# Records excerpted from a collection:

PR #3516, opened 2019-06-21
Performance fix for the Julia GC integration.

rbehrends:
This is both a performance fix and an attempt to refactor part of the Julia GC integration.

On the performance side, this avoids rescanning unused task stacks unnecessarily. See [this related GAP.jl issue](https://github.com/oscar-system/GAP.jl/issues/266).

I've also attempted a migration of the GC integration to C++. The motivation for that was the need to have clean data types, which were messy to handle in C (especially the generics). This probably requires some testing.

Also, while GAP currently already uses some C++ code, it is not linked against the C++ stdlib, which means that things such as `new` and `delete` won't properly work. Therefore, the C++ is written to work without any such features and is primarily used for abstraction. Care was also taken to only require C++98 features (build with `CXXFLAGS="-g -O2 -std=c++98"` to verify).

There's currently a short test, build with `CXXFLAGS=-DTEST_JULIA_GC_INTERNALS` to run it instead of GAP. This is only temporary and meant to be removed before this PR is being merged.

Note that the C++ stdlib issues could be resolved by using `CXX` instead of `CC` for the `LINK` command in `Makefile.rules`, but I am not sure if that is desirable.


src/julia_gc.cc
```diff
@@ -138,30 +525,12 @@ static void JFinalizer(jl_value_t * obj)
...
-**  balanced trees (B-trees being a likely suitable candidate).
-*/
-
 // Comparing pointers in C without triggering undefined behavior
 // can be difficult. As the GC already assumes that the memory
 // range goes from 0 to 2^k-1 (region tables), we simply convert
 // to uintptr_t and compare those.
 
-static inline int cmp_ptr(void * p, void * q)
+int cmp_ptr(void * p, void * q)
```
fingolfin: Why?

rbehrends: That's a problem with C++98/C++03, which does not allow you to pass static functions as template parameters. Using them as template parameters allows inlining (as opposed to storing a function pointer and the overhead that comes with that). I'm not happy with it, either, and have been thinking about workarounds, such as using inheritance instead or classes that function as comparators. Or, alternatively, have a function with a more unique name.

rbehrends: I've done some code reorganization and put potentially conflicting symbols in a namespace of their own. And `cmp_ptr` is back to being a static inline function regardless.

src/julia_gc.cc
```diff
@@ -210,204 +126,471 @@ static inline void * align_ptr(void * p)
...
 
-static treap_t * treap_free_list;
 
-treap_t * alloc_treap(void)
-{
-    treap_t * result;
-    if (treap_free_list) {
-        result = treap_free_list;
-        treap_free_list = treap_free_list->right;
+class StdAlloc {
```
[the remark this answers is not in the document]
fingolfin: That said, this class `StdAlloc` feels like over-engineering to me. Can't we just have the global `alloc` template function call `malloc`? Or even simpler, just overload operator `new` and `delete`?
```C++
void* operator new(std::size_t sz)
{
    void *result = std::malloc(sz);
    if (!result)
        abort();
}
void operator delete(void* ptr) noexcept
{
    std::free(ptr);
}
```

src/julia_gc.cc
```diff
@@ -210,204 +126,471 @@ static inline void * align_ptr(void * p)
...
+static const UInt MaxTreeDepth = 2 * (sizeof(UInt) * 8);
+static int        height_to_size_init = 0;
+// For scapegoat trees with balance factor alpha:
+// height_to_size: d -> (1/alpha) ^ d
+static Int height_to_size[MaxTreeDepth];
+
+template <typename T, typename Cmp = T>
+class BalancedTree : public StdAlloc {
+    // A scapegoat tree. It is an easy to implement balanced
+    // tree, with amortized O(log n) insertion and deletion
```
fingolfin: Could you briefly explain why we need to replace the treap code with yet another new data structure?

src/julia_gc.cc
```diff
@@ -210,204 +126,471 @@ static inline void * align_ptr(void * p)
...
+                w /= (double)alpha_lo;
+                height_to_size[d] = (Int)w;
+            }
+        }
+    }
+    void deinit()
+    {
+        remove_all();
+    }
+    void remove_all()
```
fingolfin:
```suggestion
    void clear()
```
to match STL containers?

src/julia_gc.cc
```diff
@@ -210,204 +126,471 @@ static inline void * align_ptr(void * p)
...
+    }
+    T * find(T item)
+    {
+        return find_aux(_root, item);
+    }
+    void remove(T item)
+    {
+        remove_aux(_root, item);
+    }
+    Int depth_aux(Node * node)
```
fingolfin: Should this be a private / protected method?

src/julia_gc.cc
```diff
@@ -210,204 +126,471 @@ static inline void * align_ptr(void * p)
...
+struct CmpAddr {
+    static int cmp(void *a, void *b) {
+        return cmp_ptr(a, b);
+    }
+};
+
+
+} // namespace JuliaGC
+
+using namespace JuliaGC;
```
fingolfin: Why do we need this local namespace if we then immediately do a `using` on it? This should be explained by a comment here.

src/julia_gc.cc
```diff
@@ -703,28 +988,33 @@ static void GapTaskScanner(jl_task_t * task, int root_task)
...
     char * stack = (char *)jl_task_stack_buffer(task, &size, &tid);
+    // If it is the current task, it has been scanned by GapRootScanner()
+    // already.
+    if (task == JuliaTLS->current_task)
+        return;
+    int rescan = 1;
+    if (!FullGC) {
+        // This is a temp hack to work around a problem with the
+        // generational GC. Basically, task stacks are being scanned
+        // regardless of whether they are old or new. In order to avoid
```
fingolfin: Is this a bug in Julia, resp. something there we don't understand? If so, can you please provide a link to the relevant Julia issue report, resp. the relevant discussion on the Julia discourse?

src/julia_gc.cc
```diff
@@ -1030,7 +1322,7 @@ void SwapMasterPoint(Bag bag1, Bag bag2)
 
 // HOOK: mark functions
 
-inline void MarkBag(Bag bag)
+void MarkBag(Bag bag)
```
fingolfin: Why?

src/julia_gc.cc
```diff
@@ -1089,3 +1381,61 @@ void MarkJuliaWeakRef(void * p)
     if (JMarkTyped(p, jl_weakref_type))
         YoungRef++;
 }
+
+
+#ifdef TEST_JULIA_GC_INTERNALS
```
fingolfin: When are these tests run? I don't see them being hooked up anywhere.

src/julia_gc.cc
```diff
@@ -1089,3 +1381,61 @@ void MarkJuliaWeakRef(void * p)
...
+        if (i == N / 2 && btree->count() != N / 2)
+            abort();
+        btree->remove(j);
+    }
+    if (btree->count() != 0 || btree->depth() != 0)
+        abort();
+    btree->remove(0);
+    BalancedTree<int, IntCmp>::destroy(btree);
+    printf("Scapegoat tree passed tests.\n");
+    exit(0);
```
fingolfin: There are no tests for the `ArrayList`, it seems?

src/julia_gc.cc
```diff
@@ -1089,3 +1381,61 @@ void MarkJuliaWeakRef(void * p)
...
+        if (!btree->find(i))
+            abort();
+    }
+    for (int i = 1; i < N; i++) {
+        btree->remove(i);
+    }
+    if (btree->count() != 1 || btree->depth() != 1)
+        abort();
+    btree->remove(0);
+    for (int i = 0, j = 0; i < N; i++, j = (5 * j + 1) & (N - 1)) {
```
ChrisJefferson: These tests (to me) don't seem complete enough -- they don't test that after each insertion and removal the tree is correct, they don't try removing a value from the tree which isn't present, or adding a value more than once. They also only seem to test 'find' returning true.

src/julia_gc.cc
```diff
@@ -210,204 +126,471 @@ static inline void * align_ptr(void * p)
...
+#ifndef REQUIRE_PRECISE_MARKING
+
+#define MARK_CACHE_BITS 16
+#define MARK_CACHE_SIZE (1 << MARK_CACHE_BITS)
+
+#define MARK_HASH(x) (FibHash((x), MARK_CACHE_BITS))
+
+// The MarkCache exists to speed up the conservative tracing of
+// objects. While its performance benefit is minimal with the current
+// API functionality, it can significantly reduce overhead if a slower
```
ChrisJefferson: I don't want to sound bad, but if this provides very little benefit at present why add it, as it seems to be making things much more complicated.

src/julia_gc.cc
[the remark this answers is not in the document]
rbehrends: I tried custom `operator new` and `operator delete`, but that requires that the C++ runtime is present. This is currently not the case, because the code is linked with gcc instead of g++. If I could rely on the runtime, that would simplify things enormously, as I also wouldn't have to hack around missing constructor/destructor calls.

The existence of `StdAlloc` is in part a leftover from trying to have those operators, that I then reengineered to just encapsulate the allocation mechanism.

src/julia_gc.cc
rbehrends: The treap code technically relies on a random number generation; while it is very unlikely to fail, I prefer deterministic behavior. Scapegoat trees are the easiest to implement deterministic balanced tree. I could have used `std::set` and `std::map`, but they again rely on the missing C++ runtime, so I plugged in some code that I had already written for something else.

src/julia_gc.cc
rbehrends: Yes. Will fix.

src/julia_gc.cc
rbehrends: non-static inline functions can produce linker problems and they do in this case. We had a similar issue a while ago (with a hash implementation in another file), and as in practice, `inline` is just treated as a recommendation by optimizers, I removed the keyword.

src/julia_gc.cc
rbehrends: They are run as `__attribute__((constructor)` functions. See the PR description for how to pass the flag. This is a hack in order to be able to run some simple tests.

src/julia_gc.cc
rbehrends: No. I copied these tests over from my original implementation, which did not have any for `ArrayList`, which is a pretty barebones dynamic array.

src/julia_gc.cc
rbehrends: Yeah, the tests are incomplete. At the moment, I wasn't sure whether using C++ was even acceptable, so I didn't want to invest too much time without being certain that I wasn't going to waste it.

src/julia_gc.cc
rbehrends: Yeah, the performance benefits vary. When I originally wrote it, I got like a 5%-10% speedup in some cases (for overall code, not just the GC part), but it seems to be compiler/architecture dependent as to whether it's actually a win. I'm fine with stripping that out in a separate PR if there aren't any performance benefits on common setups.

src/julia_gc.cc
rbehrends: Basically, to not pollute the global linker namespace with generic names such as `BalancedTree` or `ArrayList`. I'll add a comment.

src/julia_gc.cc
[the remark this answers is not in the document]
rbehrends: As for C vs. C++, it's perfectly possible to redo this in C. The downside is that generics generally do not result in pretty or maintainable C code. You can either use macros to emulate generics or you can instantiate the generics from a template, e.g. as in `src/sortbase.h`. It's no big deal to rewrite it this way (probably something like a day of coding/testing), though, it's just a concern about code maintenance.

src/julia_gc.cc
rbehrends: I'm not sure if its a bug or an inefficiency. Basically, as I understand it, the task stacks can be roots themselves without being referenced from elsewhere. So, in parts, this is most likely intentional and simply hasn't created any performance issues, as task stacks tend to be short.

src/julia_gc.cc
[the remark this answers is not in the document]
fingolfin: I wasn't aware that operator new and delete need the C++ runtime, though I guess it makes some sense. Anyway, it is absolutely fine by me to not use that, I was just wondering... Thanks for the explanation.

As to redoing this in C: Actually, personally I am with keeping this in C++. Esp. if the code already existed before and is somewhat tested; a rewrite is just a chance to introduce new regressions :-).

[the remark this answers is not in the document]
fingolfin: That said, I'd still recommend to get rid of `StdAlloc` as a base class, i.e., no inheritance; just provide global `alloc` / `dealloc` template functions which always call `malloc` / `free`

src/julia_gc.cc
fingolfin: OK, that explains why the shift away from a treap. I also agree that we shouldn't use `std::set` and `std::map`.

src/julia_gc.cc
fingolfin: To be clear: this PR does *not* add the MarkCache. It only moves it around. Unfortunately, GitHub's diff displaying logic fails to properly detect that a big chunk of code was inserted... But you can search for `#define MARK_CACHE_BITS` on this page to find the old place of the code (around line 80)

src/julia_gc.cc
fingolfin: Yeah, but since `TEST_JULIA_GC_INTERNALS` never is `#defined`, that constructor is also never run -- except perhaps on you personal computer, where you added `-DTEST_JULIA_GC_INTERNALS` to your `CPPFLAGS`.

But tests really should be run on Travis CI all the time, to catch future regressions...

src/julia_gc.cc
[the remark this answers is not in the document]
rbehrends: Heh. I just went and redid it in C. As the rewrite was mostly just mechanical, I'm not too worried about regressions. That said, I'm personally fine either way.

src/julia_gc.cc
rbehrends: I totally agree that this is a stopgap measure. I would love to plug them into a testing framework, but as far as I can tell, we only have one for GAP code, not for C code. I could of course register a kernel function for those tests, but that also feels like a workaround.

In short, I'd be delighted to use whatever approach you think is ideal for testing, just let me know what you'd prefer.

src/julia_gc.cc
rbehrends: Okay, I've also added some array tests.

fingolfin:
@rbehrends this version doesn't compile cleanly, at least on Travis.

rbehrends:
@fingolfin Yeah, I saw it, for some reason clang incorrectly accepted a `static const` array size (a C++ leftover), but gcc complained (appropriately so).

src/dynarray.h
```diff
@@ -0,0 +1,192 @@
...
+#pragma GCC diagnostic push
+#pragma GCC diagnostic ignored "-Wunused-function"
+#endif
+
+#define Array JOIN(ELEM_TYPE, Array)
+
+#define FN(sym) JOIN(Array, sym)
+
+#define JOIN(s1, s2) JOIN2(s1, s2)
+#define JOIN2(s1, s2) s1##s2
```
fingolfin: These two macros also appear in `sortbase.h`. And in `debug.h`, we have them under a different name:
```
#define _intern_CONCAT_(X, Y)  X ## Y
#define _intern_CONCAT(X, Y)  _intern_CONCAT_(X,Y)
```
Perhaps we should just give in and move this to, say, `src/gaputils.h` and document it properly (this is not a change request for this PR, just a general thought. @ChrisJefferson ?)

rbehrends:
I've factored out the tests and made `testkernel` a separate Makefile target under the assumption that more could be added to it later and kept conceptually different from libgap tests, even though the same framework is used. Is that reasonable or should I put them in with the libgap tests?

Makefile.rules
```diff
@@ -1090,7 +1090,24 @@ testlibgap: ${LIBGAPTESTS}
...
+	rm -f ${KERNELTESTS}
+
+# run all the tests in tst/testkernel
+testkernel: ${KERNELTESTS}
+	$(foreach v,$^, \
+		echo "Running $(v) ..." && \
+		$(v) -A -l $(top_srcdir) -q -T --nointeract >$(v).out && \
+		diff $(top_srcdir)/$(v).expect $(v).out && ) :
+
+.PHONY: testlibgap testkernel
```
fingolfin: Nice that you added `testkernel`, but this also should be hooked up to the CI, else those tests still never are run by anybody. A minimal patch for that cold look like this:
```patch
diff --git a/.travis.yml b/.travis.yml
index b11834b54..f04b91c7f 100644
--- a/.travis.yml
+++ b/.travis.yml
@@ -136,7 +136,7 @@ matrix:
           - libreadline-dev:i386
 
     # test error reporting and compiling as well as libgap
-    - env: TEST_SUITES="testspecial test-compile testlibgap"
+    - env: TEST_SUITES="testspecial test-compile testlibgap testkernel"
 
     # test Julia integration
     - env: TEST_SUITES="testinstall" JULIA=yes CONFIGFLAGS="--disable-Werror"
diff --git a/etc/ci.sh b/etc/ci.sh
index 009b241ce..b75d4c52c 100644
--- a/etc/ci.sh
+++ b/etc/ci.sh
@@ -167,6 +167,10 @@ GAPInput
     make testlibgap
     ;;
 
+  testkernel)
+    make testlibgap
+    ;;
+
   *)
     if [[ ! -f  $SRCDIR/tst/${TEST_SUITE}.g ]]
     then
```

src/julia_gc.c
```diff
@@ -30,11 +30,13 @@
 #include <stdio.h>
 #include <stdlib.h>
 #include <string.h>
+#include <unistd.h>
 
 #include <julia.h>
 #include <julia_gcext.h>
 
 
+
```
```suggestion
```

src/julia_gc.c
```diff
@@ -600,19 +425,95 @@ static void TryMarkRangeReverse(void * start, void * end)
...
+#define ELEM_TYPE TaskInfo
+#define COMPARE CmpTaskInfo
+
+#include "baltree.h"
+
+static TaskInfoTree * task_stacks = NULL;
+
+static void
+SafeScanTaskStack(PtrArray *stack, void * start, void * end)
```
```suggestion
static void SafeScanTaskStack(PtrArray * stack, void * start, void * end)
```

src/julia_gc.c
```diff
@@ -600,19 +425,95 @@ static void TryMarkRangeReverse(void * start, void * end)
...
+}
+
+#define ELEM_TYPE TaskInfo
+#define COMPARE CmpTaskInfo
+
+#include "baltree.h"
+
+static TaskInfoTree * task_stacks = NULL;
+
+static void
```
```suggestion
```

src/julia_gc.c
```diff
@@ -1089,3 +999,5 @@ void MarkJuliaWeakRef(void * p)
     if (JMarkTyped(p, jl_weakref_type))
         YoungRef++;
 }
+
+
```
```suggestion
```

src/julia_gc.c
```diff
@@ -1089,3 +999,5 @@ void MarkJuliaWeakRef(void * p)
     if (JMarkTyped(p, jl_weakref_type))
         YoungRef++;
 }
+
```
```suggestion
```

src/julia_gc.c
```diff
@@ -1030,7 +940,7 @@ void SwapMasterPoint(Bag bag1, Bag bag2)
 
 // HOOK: mark functions
 
-inline void MarkBag(Bag bag)
+void MarkBag(Bag bag)
```
fingolfin: Is this still necessary, now that we are back to C code?

src/julia_gc.c
```diff
@@ -991,7 +901,7 @@ UInt ResizeBag(Bag bag, UInt new_size)
             alloc_size++;
 
         // allocate new bag
-        header = AllocateBagMemory(header->type, alloc_size);
+        header = (BagHeader *)AllocateBagMemory(header->type, alloc_size);
```
fingolfin: Is this still necessary, now that we are back to C code?

src/julia_gc.c
```diff
@@ -959,7 +869,7 @@ Bag NewBag(UInt type, UInt size)
 
 #if !defined(SCAN_STACK_FOR_MPTRS_ONLY)
     // allocate the new masterpointer
-    bag = jl_gc_alloc_typed(JuliaTLS, sizeof(void *), datatype_mptr);
+    bag = (Bag)jl_gc_alloc_typed(JuliaTLS, sizeof(void *), datatype_mptr);
```
fingolfin: Is this still necessary, now that we are back to C code?

src/julia_gc.c
```diff
@@ -946,11 +856,11 @@ Bag NewBag(UInt type, UInt size)
         alloc_size++;
 
 #if defined(SCAN_STACK_FOR_MPTRS_ONLY)
-    bag = jl_gc_alloc_typed(JuliaTLS, sizeof(void *), datatype_mptr);
+    bag = (Bag)jl_gc_alloc_typed(JuliaTLS, sizeof(void *), datatype_mptr);
     SET_PTR_BAG(bag, 0);
 #endif
 
-    BagHeader * header = AllocateBagMemory(type, alloc_size);
+    BagHeader * header = (BagHeader *)AllocateBagMemory(type, alloc_size);
```
fingolfin: Is this still necessary, now that we are back to C code?

src/julia_gc.c
```diff
@@ -946,11 +856,11 @@ Bag NewBag(UInt type, UInt size)
         alloc_size++;
 
 #if defined(SCAN_STACK_FOR_MPTRS_ONLY)
-    bag = jl_gc_alloc_typed(JuliaTLS, sizeof(void *), datatype_mptr);
+    bag = (Bag)jl_gc_alloc_typed(JuliaTLS, sizeof(void *), datatype_mptr);
```
fingolfin: Is this still necessary, now that we are back to C code?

# Task description:
What lines above hold the word "constructor"? Pull each one out.

# Task answer:
rbehrends: I tried custom `operator new` and `operator delete`, but that requires that the C++ runtime is present. This is currently not the case, because the code is linked with gcc instead of g++. If I could rely on the runtime, that would simplify things enormously, as I also wouldn't have to hack around missing constructor/destructor calls.
rbehrends: They are run as `__attribute__((constructor)` functions. See the PR description for how to pass the flag. This is a hack in order to be able to run some simple tests.
fingolfin: Yeah, but since `TEST_JULIA_GC_INTERNALS` never is `#defined`, that constructor is also never run -- except perhaps on you personal computer, where you added `-DTEST_JULIA_GC_INTERNALS` to your `CPPFLAGS`.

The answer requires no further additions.